- 30
- Dec
Beheers enkele onderhoudsvaardigheden van de snijmachine voor bevroren vlees
Beheers enkele onderhoudsvaardigheden van bevroren vlees snijmachine
1. Plakjes zijn ongelijkmatig, dof en produceren meer poeder.
(1) Redenen: het mes is niet scherp; de hardheid van het gesneden materiaal is te hoog; het kleverige sap van het gesneden materiaal blijft aan het mes plakken; zelfs als het niet wordt gesneden, is de kracht uniform.
2. Nadat de stroom is ingeschakeld, loopt de motor van de bevroren vleessnijmachine niet.
(1) Reden: slecht stroomcontact of losse stekker; slechte schakelcontacten.

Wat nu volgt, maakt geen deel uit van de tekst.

PR #1765, opened 2020-03-04
#1627 [01]: ScalafmtConfig: flag to ignore input line breaks

kitbellew:
The flag can be:

* _classic_ (unspecified): consistent with the current mixed behaviour
* _keep_: will try to preserve existing line breaks
* _fold_: removes some line breaks, for a more compact look
* _unfold_: inserts line breaks as appropriate, expanding

Also, add empty test suites for each value of this new flag. We will be adding test cases and the code using the flag in the next commits.

Towards #1627.

### DIFF
--- a/scalafmt-core/shared/src/main/scala/org/scalafmt/config/Newlines.scala
+++ b/scalafmt-core/shared/src/main/scala/org/scalafmt/config/Newlines.scala
@@ -95,8 +95,15 @@ import metaconfig.generic.Surface
   *         ...
   *       }
   *   }}}
+  * @param source
+  *   Controls how line breaks in the input source are handled
+  *   If `classic` (default), the old mixed behaviour will be used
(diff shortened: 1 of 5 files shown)


kitbellew:

scalafmt-core/shared/src/main/scala/org/scalafmt/config/Newlines.scala
```diff
@@ -95,8 +95,15 @@ import metaconfig.generic.Surface
   *         ...
   *       }
   *   }}}
+  * @param source
+  *   Controls how line breaks in the input source are handled
+  *   If `classic` (default), the old mixed behaviour will be used
```
poslegm: Users don't know what is "old behaviour" 😄 
In the next steps we must remember to rewrite this more detailed

PR #1766, opened 2020-03-06
Router bugfix: extend line break past infix for any block

kitbellew:
This approach is better than applying a higher cost to blocks abutting an infix. Fixes a number of line-too-long problems and also avoid line breaks when they are not necessary.

`scala-repos` diffs: https://github.com/kitbellew/scala-repos/commit/787fbfa747792b9cf56034bee8f41e3909ac3362?w=1


kitbellew:

PR #573, opened 2026-04-14
Fix Nix wrapper so `qmd` works on NixOS

surma:
`qmd` was failing on NixOS when loading `node-llama-cpp` under Bun.

### Problem

The flake package wrapper set:

```sh
LD_LIBRARY_PATH=${sqlite}/lib
```

which overwrote the runtime library path entirely. On NixOS, the `node-llama-cpp` native addon also needs the C++ runtime (`libstdc++.so.6`). Because that library was no longer visible, the prebuilt addon failed to load.

Once that happened, `node-llama-cpp` tried to fall back to building from source in its install location under `/nix/store`, which is read-only, so `qmd embed` failed with `NoBinaryFoundError`.

### Fix

- add a shared `runtimeLibraryPath`
- include:
  - `sqlite`
  - `stdenv.cc.cc.lib` on Linux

(2) Reparatiemethode: repareer de voeding of vervang de stekker; repareer of vervang de schakelaar met dezelfde specificatie.
3. Tijdens het werken stopt de cryostaatmotor met draaien.
(1) Reden: de diepgevroren vleessnijmachine voedt te veel en het mes zit vast; de schakelaar maakt slecht contact. Gelijkmatig
(2) Onderhoudsmethode: verwijder het mes en slijp het met een wetsteen; bak het dun gesneden materiaal om het zacht te maken; verwijder het mes om plakkerige sappen weg te malen;
(2) Onderhoudsmethode van cryostaat: kijk naar de snijkop en verwijder de kleverige substantie; pas de schakelcontacten aan of vervang de schakelaar.
Druk bij gebruik van een diepvriesvleessnijder met de hand op de andere kant van het apparaat, anders springt het materiaal en wordt het vlees niet in de juiste positie gesneden. Als het materiaal een beetje groot is, kan het materiaal worden verwerkt om te passen bij de grootte van de inlaatplak.